A growing preponderance of jobs were now in the service-sector, jobs seen as preferable to the discipline and dirt of factory life. There was a cosmopolitan transformation of values and the rise of the idea of "post-industrialism". All of these factors worked powerfully against the idea of protection for manufacturing.
The first blow came with the tariff cuts and currency revaluations of 1973. Within months thousands of manufacturing businesses closed down. Whole industries disappeared, their jobs destroyed, their skilled workforces dispersed and their valuable stocks of capital turned to scrap. Subsequent governments opted for a more gradualist approach, but the results were the same — the steady, inexorable demise of Australian manufacturing industry.
From Federation, tariffs had been used to compensate trade-exposed manufacturing firms for the high wages and welfare loads that had been imposed upon them by political action. From 1973 onwards, this implicit contract was broken. Tariffs were cut, but the high wage, welfare and regulatory loads left in place. The reformers may have hoped that exposing Australian manufacturing to low-cost Asian competition would drive costs down and lead to the dismantling of a wage-fixing and welfare system founded in more favourable times.
This did not, and indeed could not, happen. Because most people now worked in "services", they were unaffected by low-cost Asian competition. They were like parade-ground soldiers, well away from the front line, out of reach of enemy fire. The manufacturers, on the other hand, were in the trenches bearing the full brunt of the attack from wave after wave of emergent Asian industrial powers, all equipped with every weapon in the mercantilist arsenal — low wages, highly disciplined workforces, undervalued currencies, coherent industry policies. Australian manufacturing lost; they won. The cosseted conditions that Australian workers in the services sector enjoyed came under no pressure at all.
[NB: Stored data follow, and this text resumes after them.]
PR #339, opened 2025-05-15
Feat player track remember when not default

Julien9969:
## Pull Request Description

* When switching to the next video using the player button, the stream selections are reset to the default ones (those provided by the server). The app now tries to preserve the current audio and subtitle selections. This avoids falling back to the default stream indexes returned by the server.
To determine if a track matches the previous one, the app uses the scoring logic implemented in the Jellyfin web client (see: [https://github.com/DonutWare/Fladder/discussions/327#discussioncomment-13100519](https://github.com/DonutWare/Fladder/discussions/327#discussioncomment-13100519)).

* Two options have been added in the player settings to choose whether the current track selections should kept if possible. These settings are linked to the Jellyfin user configuration returned by the server (`UserGet...`), and are stored in the account so the config change will be get on main page refresh.

image

For synced items, I can't test it because in `createOfflinePlaybackModel` from **playback_model.dart**:

```dart
final children = ref.read(syncChildrenProvider(syncedItem));
final syncedItems = children.where((element) => element.videoFile.existsSync()).toList();
final itemQueue = syncedItems.map((e) => e.createItemModel(ref));
```

`ref.read(syncChildrenProvider(syncedItem));` returns an empty list, even if the next episode is downloaded, so it’s currently impossible to switch to the next video from the player.

## Checklist

### DIFF
--- a/lib/models/items/media_streams_model.dart
+++ b/lib/models/items/media_streams_model.dart
@@ -175,6 +175,20 @@ class StreamModel {
   });
 }
 
+class AudioAndSubStreamModel extends StreamModel {
+  final String language;
+  final String displayTitle;
+  AudioAndSubStreamModel({
+    required this.displayTitle,
+    required super.name,
+    required super.codec,
+    required super.isDefault,
+    required super.isExternal,
+    required super.index,
+    required this.language,
+  });
+}
+
 class VersionStreamModel {
   final String name;
   final int index;
@@ -250,19 +264,17 @@ extension SortByExternalExtension<T extends StreamModel> on Iterable<T> {
   }
 }
 
-class AudioStreamModel extends StreamModel {
-  final String displayTitle;
-  final String language;
+class AudioStreamModel extends AudioAndSubStreamModel {
   final String channelLayout;
 
   AudioStreamModel({
-    required this.displayTitle,
+    required super.displayTitle,
     required super.name,
     required super.codec,
     required super.isDefault,
     required super.isExternal,
     required super.index,
-    required this.language,
+    required super.language,
     required this.channelLayout,
   });
 
@@ -292,8 +304,8 @@ class AudioStreamModel extends StreamModel {
 
   AudioStreamModel.no({
     super.name = 'Off',
-    this.displayTitle = 'Off',
-    this.language = '',
+    super.displayTitle = 'Off',
+    super.language = '',
     super.codec = '',
     this.channelLayout = '',
     super.isDefault = false,
@@ -302,19 +314,17 @@ class AudioStreamModel extends StreamModel {
   });
 }
 
-class SubStreamModel extends StreamModel {
+class SubStreamModel extends AudioAndSubStreamModel {
   String id;
   String title;
-  String displayTitle;
-  String language;
   String? url;
   bool supportsExternalStream;
   SubStreamModel({
     required super.name,
     required this.id,
     required this.title,
-    required this.displayTitle,
-    required this.language,
+    required super.displayTitle,
+    required super.language,
     this.url,
     required super.codec,
     required super.isDefault,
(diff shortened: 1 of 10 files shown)


lib/models/items/media_streams_model.dart
```diff
@@ -175,6 +175,20 @@ class StreamModel {
...
+    required this.displayTitle,
+    required super.name,
+    required super.codec,
+    required super.isDefault,
+    required super.isExternal,
+    required super.index,
+    required this.language,
+  });
+}
+
```
Julien9969, line 191: I've create this interface for AudioStreamModel and subStreamModel to avoid duplication of the track selection function. StreamModel doesn't define **language** and **displayTitle** that are needed for score computation (`selectStream`)

lib/providers/service_provider.dart
```diff
@@ -902,4 +902,24 @@ class JellyService {
...
+
+  Future<UserConfiguration?> updateRememberSubtitleSelections() async {
+    final newUserConfiguration = account?.userConfiguration?.copyWith(rememberSubtitleSelections: !(account?.userConfiguration?.rememberSubtitleSelections ?? false));
+
+    var response = await api.usersConfigurationPost(userId: account?.id, body: newUserConfiguration);
+    if (response.isSuccessful && response.statusCode == 200) {
+      return Future.value(newUserConfiguration);
+    }
+    return null;
+  }
```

The point is that a policy that seeks to practise social democracy at home and free trade abroad is doomed to fail. It is like attempting to violate the First Law of Thermodynamics. The pursuit of such policies, elsewhere as in Australia, has been a major cause of the progressive demise of the West, as the economic activities that really matter are progressively transferred to China.
According to the mainstream narrative of the Australian political elite, trade deregulation has been a marvellous success. It has improved consumer choice and lowered prices for manufactures. In that claim, the reformers are undeniably correct.
What they ignore, however, is the other side to the coin. Trade deregulation has caused a rapid decline of manufacturing and set Australia well on the way to becoming a dropout from the ranks of the advanced industrial nations. Ours is a place gifted to us by our colonial history, but very difficult to recover from the debased state towards which we are heading.
It has caused a massive rise in welfare costs through hidden unemployment and an increase in the size of government. It has led to a reliance on commodity exports and a risky over-specialisation of the national economic base. It has caused a massive increase in net foreign debt, which in turn has required interest rates to be higher than would be the case in a balanced trade scenario.
Despite the short-term gains from lower prices on manufactured imports, it has, by the destruction of the industrial base upon which future innovation and technological development are most likely to be grounded, virtually ensured a decrease in national income over the long term.
From this point of view, the trade-liberalising reforms that the governing class and its acolytes pride themselves on have been no success at all. Rather, they have been a national disaster.Craig Milne is executive director of the Australian Productivity Council, a private consultancy. This article is from a speech he delivered at the National Civic Council's national conference at Mannix College, Monash University, on February 6, 2010.